So I finally took the plunge and switched to MCJIT (wasn’t too bad, as long as you remember to call InitializeNativeTargetDisassembler if you want disassembly…), and I got the functionality to a point I was happy with so I wanted to test perf of the system. I created a simple benchmark and I’d thought I’d share the results, both because I know I personally had no idea what the results would be, and because it seems like there’s some low-hanging fruit to improve performance.
My JIT is currently structured as creating a new module per function it wants to jit; I had experimented with using an approach where I had an “incubator module” where all IR starts, and then on-demand extract it to “compilation modules” when I want to send it to MCJIT, but my experience was that this wasn’t very helpful. (My goal was to enable cross-function optimizations such as inlining, but there’s no easy way [and might not even make sense] to run module-level optimizations on a single function.)
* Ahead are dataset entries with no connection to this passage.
PR #5249, opened 2026-04-29
fix: raise ContentFilterError when partial text returned with content_filter finish_reason

nileshpatil6:
## Summary

Fixes #5221

The `ContentFilterError` was only raised when the model response was completely empty (`is_empty`) and had `finish_reason == 'content_filter'`. But some providers (notably Azure OpenAI and standard OpenAI) return partial text content alongside `finish_reason == 'content_filter'` when the response is cut mid-generation by the safety filter.

In `_run_stream` inside `HandleResponseNode`, the check looked like this:

```python
if is_empty or is_thinking_only:
    ...
    if is_empty and self.model_response.finish_reason == 'content_filter':
        raise exceptions.ContentFilterError(...)
```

The benchmark I set up is a simple REPL loop, where the input is a pre-parsed no-op statement. I put this in a loop and measured the amount of time it took, and tested it at 1k iterations and 10k iterations. This includes my IR-generation, but my expectation is that that should be negligible compared to the MCJIT time (confirmed through profiling). The absolute numbers are from a Release build with asserts turned off (this made a big difference), and the percentages are from a Release+Profiling build.
For 1k iterations, the test took about 640ms on my desktop machine, ie 0.64ms per module. Looking at the profiling results, it looks like about 47% of the time is spent in PassManagerImpl::run, and another 47% is spent in addPassesToEmitMC, which feels like it could be avoided by doing that just once. Of the time spent in PassManagerImpl::run, about 35% is spent in PassManager overhead such as initializeAnalysisImpl() / removeNotPreservedAnalysis() / removeDeadPasses().
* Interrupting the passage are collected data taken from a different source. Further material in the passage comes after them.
PR #4849, opened 2025-06-18
[#4848] fixed run the maven-source-plugin command twice problem

chengyouling:


pom.xml
```diff
@@ -520,7 +520,7 @@
               </execution>
             </executions>
             <configuration>
-              <source>1.8</source>
+              <source>21</source>
```
liubao68, line 523: why change this?

chengyouling: The 2.9 branch uses JDK21.

Issue #4987, opened 2025-10-21
[BUG] - Nondeterminism in unit test within HighwayServerCodecFilterTest due to JSON parameter ordering


anthonyx24:
### Steps to Reproduce

Similar to #4970 , the unit test `should_convert_exception_to_response_when_decode_request_failed` within `HighwayServerCodecFilterTest` compares JSON strings nondeterministically. In summary, since JSONs are unordered, after converting them to strings, the parameter ordering is not guaranteed, which can lead to the tests failing occasionally.

This test was flagged via the [NonDex](https://github.com/TestingResearchIllinois/NonDex) tool, which detects potentially unreliable tests due to underlying Java API assumptions. To see the Nondex output for `HighwayServerCodecFilterTest`, you can run:
```
mvn -pl transports/transport-highway edu.illinois:nondex-maven-plugin:2.1.7:nondex -Dtest="org.apache.servicecomb.transport.highway.HighwayServerCodecFilterTest"
```

### Servicecomb Version

3.3.0

PR #4988, opened 2025-10-21
Change unit test in HighwayServerCodecFilterTest to deterministic implementation

anthonyx24:
**Issue:** See #4987.

**Fix:** The fix here is the same as previously merged PRs such as #4969 and #4971. I use [JSONAssert's](https://jsonassert.skyscreamer.org/apidocs/org/skyscreamer/jsonassert/JSONAssert.html) assertEquals() method, using non-strict checking (which ignores parameter ordering). This compares the JSON strings without enforcing parameter ordering, which removes the potentially unreliable nature of these tests. **This library is already included within in the project, so there's no need to update the pom file.** Rerunning Nondex shows a passing result.

**PR Checklist:**
 - [x] Github Issue: https://github.com/apache/servicecomb-java-chassis/issues/4987

---


SweetWuXiaoMei:
lgtm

For 10k iterations, the test took about 12.6s, or 1.26ms per module, so there’s definitely some slowdown happening. Looking at the profiling output, it looks like the main difference is the appearance of MCJIT::finalizeLoadedModules(), which ultimately calls RuntimeDyldImpl::resolveRelocations() and SectionMemoryManager::applyMemoryGroupPermissions(), both of which iterate over all memory sections leading to quadratic overhead. I’m not sure how easy it would be, but it seems like there could be single-module variants of these apis that could cut down on the overhead, since it looks like MCJIT knows what modules need to be finalized but doesn’t pass this information to the dyld / memory manager.
My overall takeaway from these numbers is pretty good: they’re good enough for where my JIT is right now, and it seems like there’s some relatively-straightforward work that can be done to make them better. I’m curious what other people think.